Hi Wubbe, thanks very much for your comment and your insight as a customer (or indeed non-customer).
It's a great idea to look at CK Hutchison's retail segment as a comp. They've provided detail segment data in the current structure going back to 2012.
Total retail performance looks mediocre in that time, with 2.6% / 2.2% revenue and EBITDA cagrs. Western Europe specifically was a bit better, with 4.0% / 6.2% cagrs.
I wonder if Kruidvat is a small gem amid other weaker CKH retail businesses? In the UK I'm not a big fan of their Superdrug and Savers formats. Assessments of retail formats are quite personal, depending on whether one belongs to the targeted demographic, etc.

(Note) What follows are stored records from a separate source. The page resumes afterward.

PR #3799, opened 2021-07-09
Encrypt with multiple keys per recipient

### LINKED ISSUE #3769: encrypt for all of recipient's keys when sending a message
Currently, if I have the wrong key for someone, they can send me their key, and the extension will offer to update the contact to the new key. 

But really what will happen is we'll now have *both* keys for that contact. So when I write them another email, this time hoping to use their correct key - nope, it will still use the same key as before.

So here are my questions:

1. How does the extension currently decide which key to use?
2. Can't we just use the most recently added key by default?
3. If not, perhaps when a recipient has multiple keys on file, we could offer a selection for the sender to choose, instead of just assuming?

rrrooommmaaa:
This PR uses as many encryption keys as it can find per each recipient

close #3769

- Tests added or updated

### To be filled by reviewers


extension/chrome/elements/compose-modules/compose-storage-module.ts
```diff
@@ -55,14 +55,16 @@ export class ComposeStorageModule extends ViewModule<ComposeView> {
   }
 
   public collectAllAvailablePublicKeys = async (senderEmail: string, senderKi: KeyInfo, recipients: string[]): Promise<CollectPubkeysResult> => {
-    const contacts = await ContactStore.get(undefined, recipients);
+    const contacts = await ContactStore.getEncryptionKeys(undefined, recipients);
```
rrrooommmaaa, line 58: I made sure `getEncryptionKeys()` returns an entry per each input recipient so that missing emails are guaranteed to make their way to `emailsWithoutPubkeys`. I suspect they may get lost with the previous version of the code if the contact store didn't have an entry for them

tomholub: Got it

extension/js/common/platform/store/contact-store.ts
```diff
@@ -235,6 +235,27 @@ export class ContactStore extends AbstractStore {
...
+      const email = emails[0];
+      const contact = await ContactStore.getOneWithAllPubkeys(db, email);
+      const encryptionKeys = (contact?.sortedPubkeys || []).filter(k => !k.revoked && (k.pubkey.usableForEncryption || k.pubkey.usableForEncryptionButExpired)).
+        map(k => k.pubkey);
+      // if non-expired present, return non-expired only
+      if (encryptionKeys.some(k => k.usableForEncryption)) {
+        return [{ email, keys: encryptionKeys.filter(k => k.usableForEncryption) }];
+      } else {
+        return [{ email, keys: encryptionKeys }];
+      }
```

(The 1HK stock overall has been poor, but retail is presumably far from the key driver at group level.)
Thanks for your response. I clearly see the unique positioning they have in NZ. Just not sure how well this will translate. Guess we will see. Maybe I'm to conservative in seeing little value in the international expansion.
CKH retail has deteriorated in China. Will be interesting to see if they can recover.
Not an expert on the pharmacy market in the UK, but more in general I see a lot of business models working in NZ/AUS that are not as great in other regions.
any opinion on why they would choose to do a backdoor IPO that risks regulatory block versus a traditional IPO?
Thanks for commenting.
It's a good question. None of the analysts asked them about it at the meeting.
Three potential answers spring to mind -- two neutral, and one negative. Make your own mind up about which is most likely.
1) The traditional IPO market has been shut to all large issuers for a while due to weak market conditions. So they couldn't be sure of getting a traditional IPO away, certainly not at a price they would have liked. This alternative doesn't depend on market conditions or setting a specific price, and gives the founders very low dilution.
2) They actually positively like the Sigma benefits -- access to its additional pharmacies, the vertical integration of wholesale supply, maybe even the CEO with relevant international experience, who knows. ACCC risk is something they'd be pretty comfortable with, given their entire success has been based on understanding regulations and finding a way through that sails close to the limit.
3) CW specifically feared a traditional IPO process as they would not be able to stand up to the full scrutiny, due to some kind of skeletons in the closet. They chose the backdoor route specifically to avoid scrutiny.